I try to look reassuring. I nod; yes, you were looking out for her.
‘Just before she got to the woods, I saw her trip and fall so I called out. She turned, and I ran to catch up, asked her if she was OK. That was what Sophie saw. She’d been watching Maria too, following her, to see if she was coming up on the E.’
‘Sophie saw her that night? She never said.’ I think of Sophie when I went to see her at her flat, laughing about the friend request. What, the girl who drowned? Her studied unconcern must have masked a fear and guilt that matched mine.
‘I didn’t know either, not until she called me after you’d been to see her at her flat.’
‘Why didn’t she tell the police, at the time?’

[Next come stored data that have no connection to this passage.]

PR #1712, opened 2022-12-03
Add a pull request template for future changes.

tim-schilling:
This should help reduce maintenance overhead when drafting new releases. The test checkbox item is simply to have the developer consider how to test their change. I'm less sure that will result in significant change.


matthiask:
Thanks, I like it! It's a good idea either way, even if it only raises awareness of the changelog.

‘She was like you, wasn’t she?’ says Sam. ‘So scared of what you had done, of what would happen if anyone found out. She just thought it was better to say nothing at all. That was all Sophie had seen, after all. Me and Maria, walking down to the woods. When we spoke on the phone before the reunion, I thought I’d persuaded her that it was nothing, that she should forget it. But then at the reunion, she kept going on and on about it. She was frightened, rattled by the Facebook messages; she wouldn’t leave it alone. I think she really thought there was a chance Maria was still alive, and that I knew something about it. She was drunk, and her voice was getting louder and louder. People were starting to look round, to wonder what we were talking about. She was going to cause a scene. I had to get her out of there.’
‘Where…’ The words stick in my throat. I breathe deeply and try again. ‘Where did you go?’
‘I told her I’d remembered something from the leavers’ party, something that might help her, suggested we go for a walk outside to talk about it properly. She was desperate for answers, couldn’t agree fast enough. I said…’ His voice falters. ‘Louise, you have to understand, I only did what I did because I needed to protect my family. I didn’t want my children to have a father who was in prison. I didn’t want this one bad decision I made when I was sixteen to ruin their lives. I couldn’t let that happen.’
I nod vigorously, desperate to appear supportive.
‘I said we should walk down to the woods where we couldn’t be overheard,’ he goes on, his voice quieter now. ‘It was really quite cold by then, so we got our coats, and I put my hands in my pockets, and I could feel that there were gloves in there, so I put them on, just to keep my hands warm, you know?’